> Material for the task:
════════════════════
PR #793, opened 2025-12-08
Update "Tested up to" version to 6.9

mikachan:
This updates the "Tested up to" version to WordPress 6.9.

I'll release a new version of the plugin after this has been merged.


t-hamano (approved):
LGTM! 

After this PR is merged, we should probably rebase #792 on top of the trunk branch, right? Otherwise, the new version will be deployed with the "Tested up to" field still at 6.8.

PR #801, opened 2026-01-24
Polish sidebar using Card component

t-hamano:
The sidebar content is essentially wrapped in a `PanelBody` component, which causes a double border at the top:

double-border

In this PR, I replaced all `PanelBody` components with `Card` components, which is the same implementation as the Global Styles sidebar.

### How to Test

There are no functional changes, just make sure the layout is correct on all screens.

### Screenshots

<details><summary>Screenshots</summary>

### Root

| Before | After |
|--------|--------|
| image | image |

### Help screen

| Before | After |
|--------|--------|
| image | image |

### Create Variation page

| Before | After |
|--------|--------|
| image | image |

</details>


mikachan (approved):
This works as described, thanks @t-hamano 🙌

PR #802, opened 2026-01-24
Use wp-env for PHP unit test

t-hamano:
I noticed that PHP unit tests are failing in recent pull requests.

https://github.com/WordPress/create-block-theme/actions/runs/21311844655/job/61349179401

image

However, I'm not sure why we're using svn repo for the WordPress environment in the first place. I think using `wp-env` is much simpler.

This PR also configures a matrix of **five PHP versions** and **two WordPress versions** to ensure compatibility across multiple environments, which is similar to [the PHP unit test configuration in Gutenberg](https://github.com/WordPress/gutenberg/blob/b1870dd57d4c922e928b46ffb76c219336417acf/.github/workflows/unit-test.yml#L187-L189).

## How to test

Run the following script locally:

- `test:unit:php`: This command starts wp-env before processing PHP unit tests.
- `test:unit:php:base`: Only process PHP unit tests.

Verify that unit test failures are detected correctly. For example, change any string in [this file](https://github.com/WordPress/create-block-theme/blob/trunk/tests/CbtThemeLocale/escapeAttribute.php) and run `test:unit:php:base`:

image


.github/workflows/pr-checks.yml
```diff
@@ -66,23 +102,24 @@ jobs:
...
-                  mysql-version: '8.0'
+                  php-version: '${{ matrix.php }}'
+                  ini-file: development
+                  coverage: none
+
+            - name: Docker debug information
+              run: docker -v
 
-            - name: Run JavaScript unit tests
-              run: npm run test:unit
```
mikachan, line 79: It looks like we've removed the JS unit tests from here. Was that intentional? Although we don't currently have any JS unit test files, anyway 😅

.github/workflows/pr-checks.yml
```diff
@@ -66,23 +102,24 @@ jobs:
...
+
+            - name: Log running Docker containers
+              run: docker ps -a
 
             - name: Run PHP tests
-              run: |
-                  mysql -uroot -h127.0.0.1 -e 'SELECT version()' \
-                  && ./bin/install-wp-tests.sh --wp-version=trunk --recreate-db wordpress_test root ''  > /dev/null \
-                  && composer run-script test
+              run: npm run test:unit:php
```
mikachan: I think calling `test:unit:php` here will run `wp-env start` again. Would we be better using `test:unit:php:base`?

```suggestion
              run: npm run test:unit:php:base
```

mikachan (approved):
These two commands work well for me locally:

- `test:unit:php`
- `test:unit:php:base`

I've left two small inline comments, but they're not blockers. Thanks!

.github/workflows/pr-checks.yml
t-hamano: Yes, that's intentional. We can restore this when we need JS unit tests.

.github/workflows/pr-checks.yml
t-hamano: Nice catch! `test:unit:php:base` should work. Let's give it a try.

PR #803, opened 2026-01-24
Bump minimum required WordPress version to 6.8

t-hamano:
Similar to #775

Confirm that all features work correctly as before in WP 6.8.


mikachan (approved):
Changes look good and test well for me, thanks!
════════════════════
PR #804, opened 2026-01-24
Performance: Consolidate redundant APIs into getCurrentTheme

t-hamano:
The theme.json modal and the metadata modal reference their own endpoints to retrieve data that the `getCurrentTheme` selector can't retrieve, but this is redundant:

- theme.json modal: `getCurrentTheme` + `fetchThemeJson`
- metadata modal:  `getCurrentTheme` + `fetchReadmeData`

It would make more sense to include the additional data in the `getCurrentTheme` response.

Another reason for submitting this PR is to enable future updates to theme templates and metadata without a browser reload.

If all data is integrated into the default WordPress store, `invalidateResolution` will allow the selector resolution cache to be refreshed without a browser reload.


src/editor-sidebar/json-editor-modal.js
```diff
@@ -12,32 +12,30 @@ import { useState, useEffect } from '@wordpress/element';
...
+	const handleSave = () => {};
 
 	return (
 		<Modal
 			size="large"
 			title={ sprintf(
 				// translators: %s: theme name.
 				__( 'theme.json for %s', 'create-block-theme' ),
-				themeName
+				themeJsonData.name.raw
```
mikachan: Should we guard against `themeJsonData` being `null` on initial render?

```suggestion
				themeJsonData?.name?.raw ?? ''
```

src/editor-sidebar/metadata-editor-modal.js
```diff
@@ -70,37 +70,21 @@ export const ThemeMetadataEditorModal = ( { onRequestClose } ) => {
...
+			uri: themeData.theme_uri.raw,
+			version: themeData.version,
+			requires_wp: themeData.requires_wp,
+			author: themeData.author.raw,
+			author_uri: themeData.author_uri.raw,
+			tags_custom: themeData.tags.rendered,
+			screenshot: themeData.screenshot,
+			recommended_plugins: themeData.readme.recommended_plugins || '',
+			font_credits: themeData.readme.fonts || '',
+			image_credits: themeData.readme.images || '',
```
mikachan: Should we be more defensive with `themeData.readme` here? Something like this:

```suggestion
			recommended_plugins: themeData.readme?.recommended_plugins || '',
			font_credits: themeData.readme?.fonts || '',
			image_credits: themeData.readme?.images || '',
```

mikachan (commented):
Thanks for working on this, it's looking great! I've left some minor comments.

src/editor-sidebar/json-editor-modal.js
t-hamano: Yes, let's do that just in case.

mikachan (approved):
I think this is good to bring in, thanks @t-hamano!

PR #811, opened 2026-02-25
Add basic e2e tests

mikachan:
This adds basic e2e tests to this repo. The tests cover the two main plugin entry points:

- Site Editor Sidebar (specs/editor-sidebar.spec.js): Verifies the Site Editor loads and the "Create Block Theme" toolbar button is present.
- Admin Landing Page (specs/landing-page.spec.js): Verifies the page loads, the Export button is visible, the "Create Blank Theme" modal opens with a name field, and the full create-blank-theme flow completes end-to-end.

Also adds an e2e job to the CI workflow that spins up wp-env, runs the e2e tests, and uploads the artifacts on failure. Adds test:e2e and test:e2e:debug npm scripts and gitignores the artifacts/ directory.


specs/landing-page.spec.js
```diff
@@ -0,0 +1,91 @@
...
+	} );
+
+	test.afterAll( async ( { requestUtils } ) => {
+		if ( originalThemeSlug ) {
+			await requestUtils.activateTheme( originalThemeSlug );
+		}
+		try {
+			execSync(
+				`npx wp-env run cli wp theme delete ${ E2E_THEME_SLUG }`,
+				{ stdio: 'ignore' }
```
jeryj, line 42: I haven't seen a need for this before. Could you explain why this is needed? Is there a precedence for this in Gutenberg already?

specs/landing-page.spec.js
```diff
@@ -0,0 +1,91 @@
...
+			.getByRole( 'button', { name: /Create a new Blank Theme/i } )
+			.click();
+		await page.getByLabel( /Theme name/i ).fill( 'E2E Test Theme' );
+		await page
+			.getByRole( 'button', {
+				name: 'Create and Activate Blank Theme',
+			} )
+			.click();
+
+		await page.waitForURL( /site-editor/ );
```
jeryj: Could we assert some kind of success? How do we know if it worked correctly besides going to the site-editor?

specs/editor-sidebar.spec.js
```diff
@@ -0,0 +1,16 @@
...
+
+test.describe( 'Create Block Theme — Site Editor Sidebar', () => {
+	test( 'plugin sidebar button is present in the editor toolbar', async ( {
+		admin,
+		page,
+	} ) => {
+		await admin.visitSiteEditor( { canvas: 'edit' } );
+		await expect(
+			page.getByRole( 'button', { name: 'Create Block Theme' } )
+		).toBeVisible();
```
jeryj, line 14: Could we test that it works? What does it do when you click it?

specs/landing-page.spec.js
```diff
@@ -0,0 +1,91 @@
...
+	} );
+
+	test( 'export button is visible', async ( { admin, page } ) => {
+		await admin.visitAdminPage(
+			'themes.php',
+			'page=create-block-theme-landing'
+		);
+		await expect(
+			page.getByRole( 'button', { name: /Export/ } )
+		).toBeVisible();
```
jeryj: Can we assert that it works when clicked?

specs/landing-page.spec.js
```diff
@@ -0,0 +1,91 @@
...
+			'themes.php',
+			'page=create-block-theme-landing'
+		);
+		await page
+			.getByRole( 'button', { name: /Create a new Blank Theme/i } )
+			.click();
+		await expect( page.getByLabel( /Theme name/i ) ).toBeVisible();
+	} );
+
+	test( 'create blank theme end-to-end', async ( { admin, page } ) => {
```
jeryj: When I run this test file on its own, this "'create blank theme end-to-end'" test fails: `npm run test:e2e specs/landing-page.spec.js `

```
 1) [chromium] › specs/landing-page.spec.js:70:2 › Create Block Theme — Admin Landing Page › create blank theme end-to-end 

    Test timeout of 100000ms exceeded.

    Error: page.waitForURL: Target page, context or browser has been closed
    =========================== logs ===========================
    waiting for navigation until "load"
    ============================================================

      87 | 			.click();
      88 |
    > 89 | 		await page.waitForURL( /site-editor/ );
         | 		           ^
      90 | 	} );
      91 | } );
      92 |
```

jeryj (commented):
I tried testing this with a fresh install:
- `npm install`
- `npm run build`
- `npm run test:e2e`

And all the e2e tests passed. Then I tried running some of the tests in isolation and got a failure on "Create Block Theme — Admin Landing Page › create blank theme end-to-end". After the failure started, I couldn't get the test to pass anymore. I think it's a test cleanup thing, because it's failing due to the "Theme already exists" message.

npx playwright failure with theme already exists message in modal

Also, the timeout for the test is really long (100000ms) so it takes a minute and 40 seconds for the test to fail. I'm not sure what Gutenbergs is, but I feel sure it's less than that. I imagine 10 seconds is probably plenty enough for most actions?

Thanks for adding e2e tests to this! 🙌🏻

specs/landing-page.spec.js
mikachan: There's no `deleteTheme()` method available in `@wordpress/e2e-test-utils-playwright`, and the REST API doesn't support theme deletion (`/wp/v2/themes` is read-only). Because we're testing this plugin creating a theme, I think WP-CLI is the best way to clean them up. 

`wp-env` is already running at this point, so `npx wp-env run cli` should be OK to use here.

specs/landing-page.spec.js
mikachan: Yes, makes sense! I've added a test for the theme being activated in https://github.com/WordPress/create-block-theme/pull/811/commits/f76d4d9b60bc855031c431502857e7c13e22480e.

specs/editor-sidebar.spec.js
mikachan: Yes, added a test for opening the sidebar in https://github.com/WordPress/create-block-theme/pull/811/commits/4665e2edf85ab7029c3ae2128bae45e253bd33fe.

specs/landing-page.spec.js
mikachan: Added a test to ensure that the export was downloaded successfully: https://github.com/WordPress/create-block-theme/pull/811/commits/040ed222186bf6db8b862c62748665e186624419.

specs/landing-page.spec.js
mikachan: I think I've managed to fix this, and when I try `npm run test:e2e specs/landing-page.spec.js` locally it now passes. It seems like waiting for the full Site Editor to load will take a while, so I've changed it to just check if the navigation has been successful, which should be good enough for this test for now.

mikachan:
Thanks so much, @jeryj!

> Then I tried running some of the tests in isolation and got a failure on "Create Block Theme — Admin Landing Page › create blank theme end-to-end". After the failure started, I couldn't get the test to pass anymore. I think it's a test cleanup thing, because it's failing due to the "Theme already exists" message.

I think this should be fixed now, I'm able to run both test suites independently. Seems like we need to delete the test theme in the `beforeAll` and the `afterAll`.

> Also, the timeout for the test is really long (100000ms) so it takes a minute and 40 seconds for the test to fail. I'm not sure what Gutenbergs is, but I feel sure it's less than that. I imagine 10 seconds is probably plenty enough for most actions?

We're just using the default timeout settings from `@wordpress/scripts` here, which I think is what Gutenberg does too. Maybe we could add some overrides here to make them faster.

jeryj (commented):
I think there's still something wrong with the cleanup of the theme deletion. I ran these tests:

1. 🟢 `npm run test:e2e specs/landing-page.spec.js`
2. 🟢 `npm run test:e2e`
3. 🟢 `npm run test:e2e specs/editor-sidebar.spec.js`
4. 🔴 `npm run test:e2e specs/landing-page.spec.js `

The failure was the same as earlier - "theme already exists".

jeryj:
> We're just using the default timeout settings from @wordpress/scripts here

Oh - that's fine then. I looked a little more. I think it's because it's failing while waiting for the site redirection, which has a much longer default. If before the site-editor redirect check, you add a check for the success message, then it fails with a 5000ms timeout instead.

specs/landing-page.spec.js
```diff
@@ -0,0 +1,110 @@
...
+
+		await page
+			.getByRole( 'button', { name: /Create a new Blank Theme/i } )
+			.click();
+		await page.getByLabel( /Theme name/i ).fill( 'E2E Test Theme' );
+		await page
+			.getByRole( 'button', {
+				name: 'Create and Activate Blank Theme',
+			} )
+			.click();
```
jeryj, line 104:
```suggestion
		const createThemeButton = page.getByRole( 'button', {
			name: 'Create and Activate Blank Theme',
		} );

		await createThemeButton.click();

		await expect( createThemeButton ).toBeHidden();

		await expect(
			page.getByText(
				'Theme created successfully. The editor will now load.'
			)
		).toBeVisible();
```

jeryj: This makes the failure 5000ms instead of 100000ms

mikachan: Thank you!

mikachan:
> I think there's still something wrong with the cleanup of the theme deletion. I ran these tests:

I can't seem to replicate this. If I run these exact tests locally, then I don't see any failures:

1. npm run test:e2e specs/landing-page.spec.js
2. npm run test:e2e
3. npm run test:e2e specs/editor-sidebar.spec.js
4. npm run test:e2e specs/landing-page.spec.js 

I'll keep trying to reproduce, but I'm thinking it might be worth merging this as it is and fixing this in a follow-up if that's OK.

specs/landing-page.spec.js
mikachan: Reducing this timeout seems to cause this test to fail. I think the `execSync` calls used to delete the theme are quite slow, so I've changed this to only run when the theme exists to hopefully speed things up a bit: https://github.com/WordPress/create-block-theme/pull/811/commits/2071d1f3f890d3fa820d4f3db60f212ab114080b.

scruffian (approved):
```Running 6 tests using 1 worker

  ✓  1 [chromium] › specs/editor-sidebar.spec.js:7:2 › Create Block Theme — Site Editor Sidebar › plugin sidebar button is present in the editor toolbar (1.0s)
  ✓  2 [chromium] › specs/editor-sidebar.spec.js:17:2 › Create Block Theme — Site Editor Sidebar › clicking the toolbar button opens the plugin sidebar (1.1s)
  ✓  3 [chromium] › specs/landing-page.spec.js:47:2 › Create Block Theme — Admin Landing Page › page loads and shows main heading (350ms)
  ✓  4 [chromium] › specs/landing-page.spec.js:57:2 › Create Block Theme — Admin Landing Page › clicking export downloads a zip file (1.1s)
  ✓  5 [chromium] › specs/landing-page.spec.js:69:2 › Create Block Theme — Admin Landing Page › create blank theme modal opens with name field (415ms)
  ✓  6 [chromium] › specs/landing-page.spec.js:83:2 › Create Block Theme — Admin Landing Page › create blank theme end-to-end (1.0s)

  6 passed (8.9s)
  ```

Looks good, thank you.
════════════════════
> Work to complete:
From the entries above, restate word for word the lines from the line containing "Polish sidebar using Card component" to the line containing "However, I'm not", both ends included, and nothing more.

> Finished exercise:
Polish sidebar using Card component

t-hamano:
The sidebar content is essentially wrapped in a `PanelBody` component, which causes a double border at the top:

double-border

In this PR, I replaced all `PanelBody` components with `Card` components, which is the same implementation as the Global Styles sidebar.

### How to Test

There are no functional changes, just make sure the layout is correct on all screens.

### Screenshots

<details><summary>Screenshots</summary>

### Root

| Before | After |
|--------|--------|
| image | image |

### Help screen

| Before | After |
|--------|--------|
| image | image |

### Create Variation page

| Before | After |
|--------|--------|
| image | image |

</details>


mikachan (approved):
This works as described, thanks @t-hamano 🙌

PR #802, opened 2026-01-24
Use wp-env for PHP unit test

t-hamano:
I noticed that PHP unit tests are failing in recent pull requests.

https://github.com/WordPress/create-block-theme/actions/runs/21311844655/job/61349179401

image

However, I'm not sure why we're using svn repo for the WordPress environment in the first place. I think using `wp-env` is much simpler.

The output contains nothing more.